For all samples, an unsaturation index (UI) as well as a peroxidisability index (PI) was computed. The UI represents the number of double bonds per 100 fatty acids (Couture and Hulbert 1995) whereas the PI indicates the risk of peroxidisability (Pamplona et al. 1998). These were calculated using the following two relations: UI = [(%Monoenoic × 1) + (%Dienoic × 2) + (%Trienoic × 3) + (%Tetraenoic × 4) + (%Pentaenoic × 5) + (%Hexaenoic × 6)]; PI = (%Monoenoic × 0.025) + (%Dienoic × 1) + (%Trienoic × 2) + (%Tetraenoic × 4) + (%Pentaenoic × 6) + (%Hexaenoic × 8)].


Results
Body weight

Body weights were analysed with repeated measurements ANOVA and were significantly lower in the control group than in the n-3 and n-6 enriched groups (F2,37 = 3.3, P = 0.047, Fig. 1). Body weights of individuals decreased over the last half of their life span (F1,2385 = 49.75, P < 0.0001, Fig. 1). However, this effect was not equal across groups, but rather, was more pronounced in the n-3 and n-6 rich groups (interaction: age × group, F2,2385 = 9.15; P < 0.0001). Mean body weights in all three groups (over the entire experiment) and SEMs were 30.9 ± 0.1, 29.9 ± 0.1 and 28.7 ± 0.09 for n-3 rich, n-6 rich and controls, respectively. No relationship was found between life span and body weight of individuals across groups (F1,34 = 2.06; P = 0.16).
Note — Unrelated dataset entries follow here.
PR #5259, opened 2024-09-10
[Video] make hover state stick around if tapped

mozzius:
Currently, when you tap the video with a touch device on web, the controls disappear immediately because you've stopped hovering it.

This PR has two changes (for touchscreens only)

- The initial tap should *only* bring up the controls, and not unmute/pause/do anything else
- The controls should stay visible for 3 seconds after a tap, for you to press the buttons

Make sure there's no regressions for mouse users

Thanks @surfdude29 for the bug report!

### DIFF
--- a/src/view/com/util/post-embeds/VideoEmbedInner/VideoWebControls.tsx
+++ b/src/view/com/util/post-embeds/VideoEmbedInner/VideoWebControls.tsx
@@ -235,6 +235,39 @@ export function Controls({
     }
   }, [])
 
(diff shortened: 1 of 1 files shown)


surfdude29:
Tried the preview branch and it's working really well for me, great work! :)

One small thing I noticed though: if you pause a video and then resume it, when you tap the screen after that the controls don't stay visible for 3 seconds, they disappear much more quickly.

mozzius:
Yeah not quite sure of the circumstances of that, it's odd

haileyok (approved):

Liver phospholipid composition

Dietary supplementation of either n-3 or n-6 PUFAs determined the major fatty acid components of liver phospholipids (Fig. 2a; Table 2). The fatty acid with the highest percentage in the n-3 rich group was C22:6n-3 (DHA) with 25.9% followed by C18:0 and C16:0 with 19.8 and 18.9%, respectively. Interestingly, the three predominant fatty acids in the n-6 rich group were C16:0, C20:4n-6 and finally, C18:2n-6. In the control group the three major fatty acid membrane constituents were identified as C16:0, C20:4 and C18:0.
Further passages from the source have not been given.